Introduction to CooRTweet

Nicola Righetti & Paul Balluff 2024-03-28

Introduction

We introduce CooRTweet an R-Package for detecting coordinated behavior on social media. Named after Twitter (now X), a prototypical social media platform for coordinated message amplification through its hashtags and trending topics affordances, CooRTweet is a general-purpose tool whose functionalities apply to any social media platform and even extend beyond social media. It enables the analysis of coordinated behavior employed by any entity to disseminate any content (e.g., hashtags, URLs, images, messages, or any other identifiable objects) via any media. It further opens up the possibility of cross-platform analysis.

Coordinated behavior has been defined as “the act of making people and/or things involved in organized cooperation” (Giglietto et al. 2020, 872). Coordinated behavior on social media has been used for political astroturfing (Keller et al. 2020), spreading inappropriate content (Giglietto et al. 2020), and activism. Detecting such behavior is crucial for academic research and investigative journalism.

Software for academic research and investigative journalism has been developed in the last few years to detect coordinated behavior, such as the CooRnet R package (Giglietto et al. 2020), which detects Coordinated Link Sharing Behavior (CLSB) and Coordinated Image Sharing on Facebook and Instagram (CooRnet website).

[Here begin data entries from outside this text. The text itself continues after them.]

PR #18633, opened 2026-01-04
[Relax] Add FRelaxInferLayout and TMixedPrecisionPolicy for dynamic_strided_slice

guan404ming:
## Why

The dynamic_strided_slice operator was missing FRelaxInferLayout and TMixedPrecisionPolicy attributes, preventing it from participating in layout transformations and mixed precision optimizations.

## How
- Add `TMixedPrecisionPolicy` attribute with `kFollow` policy and 
- Add `InferLayoutDynStridedSlice` function that falls back to initial layout (since begin/end/strides are dynamic tensors that cannot be transformed at compile time)

### DIFF
--- a/tests/python/relax/test_transform_to_mixed_precision.py
+++ b/tests/python/relax/test_transform_to_mixed_precision.py
@@ -1064,5 +1064,58 @@ def test_call_tir_with_float16_args():
     tvm.ir.assert_structural_equal(Expected, After)
 
 
+def test_dynamic_strided_slice():
+    @I.ir_module
+    class Input:
+        @R.function
+        def main(
+            x: R.Tensor((2, 3, 28, 28), "float32"),
+            w: R.Tensor((4, 3, 3, 3), "float32"),
+            begin: R.Tensor((4,), "int64"),
+            end: R.Tensor((4,), "int64"),
+            strides: R.Tensor((4,), "int64"),
+        ) -> R.Tensor(None, "float32", ndim=4):
+            with R.dataflow():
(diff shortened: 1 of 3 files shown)


guan404ming:
cc @tlopex @mshr-h

tests/python/relax/test_transform_to_mixed_precision.py
```diff
@@ -1064,5 +1064,58 @@ def tir_identity(
...
+                )
+                lv3: R.Tensor((2, 4, 26, 26), dtype="float16") = R.astype(lv2, dtype="float16")
+                lv4: R.Tensor((2, 4, 26, 26), dtype="float32") = R.astype(lv3, dtype="float32")
+                gv: R.Tensor(None, dtype="float32", ndim=4) = R.dynamic_strided_slice(
+                    lv4, begin, end, strides
+                )
+                R.output(gv)
+            return gv
+
+    _assert_test(Input, Expected)
```
tlopex, line 1117: Why we don't use `tvm.ir.assert_structural_equal` here?

guan404ming: `_assert_test` is shared helper func in this file. I use it for consistency here. Shall we update to use `tvm.ir.assert_structural_equal`?

tlopex: No worries, I had a look and it's nearly the same

guan404ming:
> No worries, I had a look and it's nearly the same

Thanks!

The CooRTweet package builds on the existing literature on coordinated behavior and the experience of previous software to provide an easy-to-use tool for detecting various coordinated networks. The package is powered by data.table (Dowle and Srinivasan 2022) which makes efficient use of memory and is considerably fast.

The package is compatible with any social media, as long as the data set contains the required variables. It offers native support for the Twitter Academic API V2 in JSON format and includes a simple convenience function (prep_data) for preparing other types of data in the format necessary for the package.

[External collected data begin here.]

PR #18636, opened 2026-01-05
[TIR][Schedule]Generalize fuseReductionEpilogue to support arbitrary epilogue expressions

kimm240:
### 1. Pattern Matching Removal

**Removed Items:**
- `EpilogueType` enum (Bias, BiasReLU, Clipping)
- `AnalyzeEpiloguePattern()` function
- Pattern-specific branching logic

**Current Approach:**
- Directly process the entire epilogue expression without pattern matching

### 2. Store Entire Epilogue Expression

- Store the entire epilogue expression in `epilogue_expression_`
- Use the expression directly without pattern analysis

```cpp
// Store the epilogue expression and reduction buffer load
epilogue_expression_ = inlined_store_->value;
reduction_buffer_load_ = loads[0];
```
### 3. Generalized Init Transformation

- Replace reduction buffer load with identity element (0)
- Apply to the entire expression to generate init value

```cpp
InitSubstituter init_subst(inlined_buffer_, identity_elem);
PrimExpr init_epilogue = init_subst(epilogue_expression_);
// Simplify: 0 + C[vi, vj] -> C[vi, vj]
```

**Examples:**
- `temp + C` → `0 + C` → `C` (simplify)
- `max(temp + C, 0)` → `max(0 + C, 0)` → `max(C, 0)`
- `min(max(temp, lower), upper)` → `min(max(0, lower), upper)`

### 4. Generalized Update Transformation

- Replace reduction buffer load with reduction update
- If parent is Add and the other operand is not a reduction buffer → treat as bias addend and remove
- Otherwise → apply expression as-is

```cpp
class GeneralizedEpilogueApplier : public ExprMutator {
  // Replace reduction buffer load with reduction update
  // Automatically detect and remove bias addend in Add nodes
  // Automatically support other activation functions
};
```

### Existing Tests Pass

All existing tests pass, maintaining backward compatibility:

- `test_fuse_reduction_epilogue_basic` 
- `test_fuse_reduction_epilogue_fp32` 
- `test_fuse_reduction_epilogue_numerical_correctness` 
- `test_fuse_reduction_epilogue_multiple_epilogue` 
- `test_matmul_bias_relu` 
- `test_matmul_bias_relu_correctness_unified` 
- `test_matmul_clipping` 
- `test_matmul_clipping_correctness_unified` 
- Other commutative variants tests 

Total: All 15 tests pass


kimm240:
@wrongtest-intellif In this PR, I implement general epilogue form. This idea is discussed in https://github.com/apache/tvm/pull/18515.

src/tir/schedule/primitive/compute_inline.cc
```diff
@@ -1308,53 +1179,163 @@ Block ReductionEpilogueFuser::CreateFusedReductionBlock(const BlockNode* reducti
...
+      return load;
+    }
+
+   private:
+    Buffer target_buffer_;
+    PrimExpr identity_elem_;
+  };
+
+  // Identity element for reduction (assumed to be 0 for addition-based reductions)
+  PrimExpr identity_elem = tir::make_zero(epilogue_output_buffer_->dtype);
```
wrongtest-intellif, line 1287: Generally, we require `epilogue(zero ⊕ x0 ⊕ ... ⊕ xn) == g(xn, g(xn-1, g(.....g(x0, epilogue_init(zero)))...)` with `g` and `epilogue_init` deduce from epilogue expression, right?

src/tir/schedule/primitive/compute_inline.cc
```diff
@@ -1308,53 +1179,163 @@ Block ReductionEpilogueFuser::CreateFusedReductionBlock(const BlockNode* reducti
...
+            BufferLoad load = Downcast<BufferLoad>(ExprMutator::VisitExpr_(op));
+            if (load->buffer.same_as(target_buffer_)) {
+              found_target_load_ = true;
+              // Check if parent is Add (will be checked in VisitExpr_(const AddNode*))
+              return replacement_;
+            }
+            return load;
+          }
+
+          PrimExpr VisitExpr_(const AddNode* op) final {
```
wrongtest-intellif, line 1365: Try ensure no incorrect patterns. Like `epilogue = relu(reduce_out * a + C[i])`, `epilogue = (reduce_out + C[i]) * (reduce_out + C[i])`, etc.

wrongtest-intellif (commented):
The generalized version cover existing testcases. But since it is a "generalized" version, it would be great to add more self-contained checking or comments to prove that the transformation do not accept "false-positive" patterns.  It may not be a trivial problem but we could try some improvements.

Refer to https://arxiv.org/html/2510.08726v1, which even leverage symbolic solvers for reduction fusion transformations.

src/tir/schedule/primitive/compute_inline.cc
kimm240: For `BiasAdd`, the transformation $epilogue(\sum x) = \sum x + Bias$ holds regardless of whether the bias is handled at the initialization stage or the end. 

However, for non-linear operations like `ReLU` and `Clipping`, this identity does not hold if we simply substitute the identity element in the `Init` block, as $f(\sum x) \neq f(0) + \sum x$.

I initially aimed to generalize the logic by processing these operations through a unified substitution mechanism (essentially treating them in a 'per-iteration')  to maintain the existing framework's structure-what is merged in #18515.

Should we strictly move these non-linear transformations to the final Store stage (applied once to the final sum)?
Or, since the previous 'per-iteration' behavior was already merged and used, should we keep it as an option or a specific 'fused-update' mode? I'm eager to hear about it.

src/tir/schedule/primitive/compute_inline.cc
kimm240: To fix Case 1 issue, I add code in commit da8354b.
Case 2 is already considered in this PR.

I add test cases for both of issues, and check tests well run.
If there are other  issues  to  solve, let me know and then fix it.

src/tir/schedule/primitive/compute_inline.cc
wrongtest-intellif: The correctness matters most. The concrete strategy could be free.

kimm240:
@wrongtest-intellif 
I fix lint and push it.

If there are any specific features, improvements, or roadmap items you'd like to see developed in these areas, please let me know. I'd be more than happy to take them on!

tlopex (approved):

tlopex:
Hi @kimm240 Could you resolve the conflict so that we can merge it?

kimm240:
@tlopex
Hi I resolve the  conflict!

Regarding the Twitter data gathered using the R package academictwitteR and its get_all_tweets function, which simultaneously retrieves tweets and user information, the CooRTweet convenience function load_data employs the leading-edge method for parsing large volumes of JSON data in the most rapid manner achievable (Eddelbuettel, Knapp, and Lemire 2023).

Modelling Coordinated behavior: Key Parameters

An action \(a\) on social media can be formalized as an account \(u\) posting content \(p\) at time \(t\):

\[a = (p, t)\]

Following the standard operationalization in literature, two or more accounts are defined as coordinated when they perform the same action at least \(r\) times, within a predefined time interval \(\tau\). This so-called “same action” can be operationalized in a variety of ways:

In CooRTweet we refer to the content on which we track the “same actions” as objects. In turn, each object constitutes a potentially coordinated action, which means that all potentially coordinated actions \(A\) are a set of unique objects: \(A = \{o_1, o_2, \ldots, o_n\}\).

Formally, two accounts \(u_1\) and \(u_2\) are coordinated when their posts \(p_1\) and \(p_2\) contain the same object \(o\) and the time interval \(\Delta t = |t_1 - t_2|\) is smaller than \(\tau\): \(\Delta t \le \tau\).

We group all posts according to all uniquely identifiable actions. \(n(A) = N\) is the total number of potentially coordinated groups. For example, if your dataset has 100 unique URLs then one URL is a object \(o_i\) and \(n(A) = N = 100\).

Coordination detection in CooRTweet is executed through two sequential steps, facilitated by the functions detect_groups and generate_coordinated_network.

The detect_groups() function enables the identification of accounts who shared the same objects (denoted as object_id) within a predefined time interval, time_window (represented by \(\tau\)). Additionally, the function includes a parameter, min_participation that ensures that only accounts with a minimum level of activity in the original dataset are included in the subsequent analysis.

This function returns a data.table object, which is subsequently processed by the generate_coordinated_network function. This function completes the final stage of coordinated analysis. It involves filtering accounts who performed identical actions within the same timeframe, in accordance with the degree of repetition. The underlying assumption is that two accounts may coincidentally share the same objects within the same time window; however, the likelihood of them repeatedly sharing the same object within the same time window is considerably lower (Giglietto et al. 2020). The degree metric serves to operationalize the concept of repetition. Furthermore, the function computes an edge_symmetry_score, which aids in evaluating the impact of the number of shares contributed by each user on the edge.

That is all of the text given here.